Story (IP) Price Prediction

By CMC AI
07 November 2025 04:22AM (UTC+0)

TLDR

Story (IP) faces a tug-of-war between AI-driven utility and tokenomics risks.

  1. AI Licensing Adoption – Potential surge from AI firms needing IP solutions.

  2. Token Unlocks – 41.6% supply inflation risk by 2026.

  3. Regulatory Precedent – Legal clarity on AI/copyright may reshape demand.


Deep Dive

1. AI Licensing Demand (Bullish Impact)

Overview: Story’s programmable IP infrastructure targets AI’s $61T data licensing gap. Partnerships like Poseidon (tokenizing real-world data for AI) and Grayscale’s IP Trust (launched July 2025) signal institutional interest. If AI labs adopt Story’s on-chain licensing, IP could become critical infrastructure.
What this means: Demand from AI companies needing compliant training data could drive protocol revenue and $IP utility. Analysts note IP’s price spiked 30% after Grayscale’s Trust launch (Coinspeaker).

2. Vesting Overhang (Bearish Impact)

Overview: 41.6% of IP’s supply (Early Backers + Core Contributors) unlocks over 48 months starting 2025. Current FDV ($8.3B) dwarfs daily fees (~$45), raising sustainability concerns.
What this means: Early investors may sell unlocked tokens, suppressing prices. Similar unlocks in 2025 preceded a 50% crash post-ATH (Yahoo Finance).

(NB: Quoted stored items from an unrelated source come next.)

PR #86, opened 2026-08-22
fix: run fetch_url off the running event loop, and drop the false DUPLICATE_URL on a re-fetched, deleted note

### LINKED ISSUE #84: Bug: fetch_url MCP tool fails — coroutine never awaited + false DUPLICATE_URL
### Environment
- hyperresearch 0.10.0 (installed via `pip install hyperresearch[mcp]`, so `mcp>=1.6,<2` per pyproject)
- Python 3.13.12 (venv)
- crawl4ai 0.9.2
- `hyperresearch mcp` stdio server

### Observed behaviour
The `fetch_url` MCP tool fails to create a note and emits a warning that the
crawl4ai fetch coroutine was never awaited. The plain CLI `hyperresearch fetch
<url>` works perfectly (fetched Wikipedia pages and produced 1.5k–7.7k-word
notes), so this is specific to the MCP `fetch_url` wrapper.

#### 1. "never awaited" on any URL
Calling `fetch_url` for a never-fetched URL (`https://example.com`) logs:
```
'Crawl4AIProvider._fetch_async' was
never awaited
```
and returns `ok: true` based on truthy content while **no note is created**
(`search_notes` returns total 0).

#### 2. False DUPLICATE_URL with `note 'None'`
Calling `fetch_url` for a real, never-fetched URL
(`https://en.wikipedia.org/wiki/Web_crawler`) returns:
```json
{"ok": false, "error": "URL already fetched as note 'None'", "error_code": "DUPLICATE_URL"}
```
The dedup check reports a note id of `None` and aborts, even when no such note
exists in the vault.

### Reproduction (via the official `mcp` client)
```python
from mcp import ClientSession, StdioServerParameters
from mcp.client.stdio import stdio_client
async def main():
    p = StdioServerParameters(command=".venv/bin/hyperresearch", args=["mcp"])
    async with stdio_client(p) as (r, w):
        async with ClientSession(r, w) as s:
            await s.initialize()
            print(await s.call_tool("fetch_url", {"url": "https://example.com"}))
asyncio.run(main())
```

### Expected
`fetch_url` should fetch the URL, store a note in the vault (like `hyperresearch
fetch`), and return the new note id — matching the documented behaviour that the
MCP server exposes the same vault as the CLI.

### Notes
The other 12 MCP tools (`create_note`, `search_notes`, `read_note`,
`read_many`, `get_backlinks`, `get_hubs`, `vault_status`, `lint_vault`,
`check_source`, `list_sources`, `list_notes`, `update_note`) all work
correctly. Only `fetch_url` is broken.

AmirF194:
## Root cause

Two independent bugs in the `fetch_url` MCP path, both in code the CLI's `hyperresearch fetch` never touches.

**1. `asyncio.run()` inside a thread that already has a running loop.** `Crawl4AIProvider.fetch()` calls `asyncio.run(self._fetch_async(url))`. The MCP stdio server dispatches synchronous tool functions directly on its own running event-loop thread (it does not offload them to a worker thread), so this call chain lands on a thread where a loop is already running. `asyncio.run()` in that case raises immediately, before the coroutine it was given ever executes, which is exactly the "coroutine ... was never awaited" warning plus a swallowed failure the issue describes. The CLI has no such loop and this path has always worked for it.

**2. False `DUPLICATE_URL` after a note is deleted.** `sources.note_id` is `ON DELETE SET NULL` (`db.py`), so deleting a note leaves an orphaned `sources` row with `note_id = NULL`. `fetch_and_save`'s dedup check only tested truthiness of the row (`if existing:`), so an orphaned row reads as a live duplicate forever, and the error message prints the id as the literal string `'None'`.

## Fix

- `crawl4ai_provider.py`: added `_run_coro()`, which checks for a running loop on the current thread. With no running loop it behaves exactly like before (`asyncio.run(coro)`); with one, it runs the coroutine to completion on a dedicated thread, which has no loop of its own. `fetch()`'s two call sites now go through it.
- `fetcher.py`: the dedup check now treats a `NULL` `note_id` as an orphan, not a duplicate, and the `INSERT` for a new source is an upsert (`ON CONFLICT(url) DO UPDATE ...`) so re-fetching a URL whose note was deleted updates the orphaned row instead of hitting the `url` primary key.

## Verification

- `tests/test_web/test_crawl4ai_running_loop.py`: new test drives `fetch()` from a thread with a real running event loop (via a helper thread, matching the pattern already used in `tests/test_web/test_fetch_many_fallback.py` for the same reason: a leaked event-loop-running flag from an earlier test in the full suite makes a bare `asyncio.run()` in the test itself unreliable). Fails on `main` with `RuntimeError: asyncio.run() cannot be called from a running event loop`; passes on this branch. A second test pins the CLI's no-running-loop path unchanged.
- `tests/test_core/test_fetcher_orphan_dedup.py`: new test deletes a fetched note, confirms the orphaned row (`note_id IS NULL`), then re-fetches the same URL and asserts it succeeds instead of raising. A second test confirms a real, live duplicate is still rejected.
- Ran the full suite (`pytest tests/ -v`, 703 passed) and `ruff check src/ tests/` in Docker on both Python 3.11 and 3.13 (this repo's CI matrix also runs 3.12); `python -m build` also verified.
- Not verified: the exact MCP-client-visible symptom (the "never awaited" warning plus `ok: true` with no note created) end to end through a live `mcp` stdio session, since that needs the real `mcp` package wired to a running server rather than a unit-level call into `Crawl4AIProvider.fetch()`. The underlying `RuntimeError` this fixes is the one the issue's traceback names.

Open PR #53 (SSRF gate) touches both files this PR changes but at different lines; read its diff and confirmed no overlap.

Fixes #84


AmirF194:
Checking in a week after opening this one, no rush at all. Happy to rebase or split it up if that would help move it along.

jordan-gibbs:
Both halves of this are real and I reproduced them.

The loop bug is exactly as you describe: the installed `mcp` dispatches sync tool functions inline on the running loop (no `to_thread` offload), and `fetch_url` is `def`, not `async def`, so `asyncio.run()` inside the provider raises and the coroutine is left unawaited. The MCP server's only write-side fetch tool has been dead.

The orphan dedup is the more interesting one, and you fixed the cause rather than the symptom. `sources.note_id` is `ON DELETE SET NULL` with foreign keys on, so `note rm` leaves the row behind with a null id, and the check at `core/fetcher.py:33` only tests row truthiness — which is why the message renders as `already fetched as note 'None'`. Since `url` is the primary key, that URL is then blocked permanently with no CLI path to clear it. The upsert is genuinely required; a plain insert would hit an integrity error.

CI is green. Two asks before merge:

**The same bug exists in three more places, all untouched here.** `core/fetcher.py::fetch_and_save` is called only by the MCP server — the "reusable by CLI and MCP" docstring at the top of that file is stale — and the CLI carries its own copy:

- `cli/fetch.py:246-247` → emits the identical `'None'` message at `:281`, and with `--suggested-by` passes `note_id=None` into `_append_suggested_by_to_existing`
- `cli/fetch_batch.py:82-83` → silently skips the URL
- `cli/research.py:112-116` and `:242-244` → same

Every `note rm` of a fetched note creates one of these, so the CLI path hits it as often as the MCP one. Factoring the check into a single helper would be ideal; fixing all four sites is fine too.

**`fetch_many` is still unwrapped** at `web/crawl4ai_provider.py:412`. Not on the MCP path today, but it's the same trap and your own rationale covers it.

One design note, take it or leave it: `_run_coro` joins the thread from the event-loop thread, so the server serves nothing for the duration of a fetch. Not a regression, and the provider-level fix is more defensive than fixing it at the boundary — but making `fetch_url` `async def` and awaiting `anyio.to_thread.run_sync` would keep the server responsive. Your call.

Last thing: I'm going to leave #84 open when this merges. Symptom 1 in that report — `ok: true` with no note created — isn't explained by this fix. `fetch_and_save` has no swallow, `get_provider` has no fallback, and the error path would have returned `FETCH_ERROR`. Your PR body is upfront that it wasn't verified end to end, so either the reporter conflated two runs or there's a third bug. Worth one more look at the original repro after this lands.

AmirF194:
Fixed all three CLI call sites (`cli/fetch.py`, `cli/fetch_batch.py`, `cli/research.py` x2) with the same `existing and existing["note_id"] is not None` check, and wrapped `fetch_many` in `_run_coro` too. Added a test file (`test_orphan_dedup_call_sites.py`) covering the orphan-refetch path through `fetch`, `fetch-batch`, and `_save_result` directly; confirmed all three fail on the pre-fix code and pass after.

On the design note: agreed `async def` + `anyio.to_thread.run_sync` is the better fix, but it touches the provider's fetch signature more than this PR's scope, so left it as `_run_coro` for now. Can open a follow-up if you'd rather not carry the responsiveness gap.

Rebased onto main, CI should confirm.

jordan-gibbs:
Merged — and this turned out to be bigger than either of us thought. Your later commit had already patched the three CLI sites, but the fix was inert there: `INSERT OR IGNORE` is a no-op on an orphaned row too, so nothing re-linked it. Worse, `hpr fetch`'s race detector read the still-NULL row as a lost race, **deleted the note it had just written**, and returned `ok: true, note_id: null`. That is the unexplained symptom 1 from #84. Added a `reclaim_orphaned_source_row` step after each insert, rewrote the tests to drive real `note rm`, and wrapped `fetch_many`. Good bug, well found.

jordan-gibbs:
Missed answering your question in the merge note: yes, please open the follow-up for the `async def` + `anyio.to_thread.run_sync` boundary. You're right that it was out of scope here, and the responsiveness gap is real — the MCP server serves nothing for the duration of a fetch. Shipped in v0.11.0 as-is; the follow-up can land whenever.

AmirF194:
Nice find on the reclaim step, that's a sharper fix than what I had. I'll open the follow-up for the async def / anyio.to_thread.run_sync boundary.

Overview: UK’s 2025 Stability AI ruling weakened copyright claims against AI models. Story’s on-chain IP registration could gain traction if courts recognize blockchain timestamps as evidence of ownership.
What this means: Favorable rulings may accelerate adoption; unfavorable ones could stall licensing demand. Story’s legal framework (PIL) isn’t yet court-tested.


Conclusion

Story’s price hinges on AI adoption momentum vs. inflationary token unlocks. Watch Q1 2026 unlocks and partnerships with AI data marketplaces. Can IP balance speculative hype with real-world utility before supply dilution hits?

CMC AI can make mistakes. Not financial advice.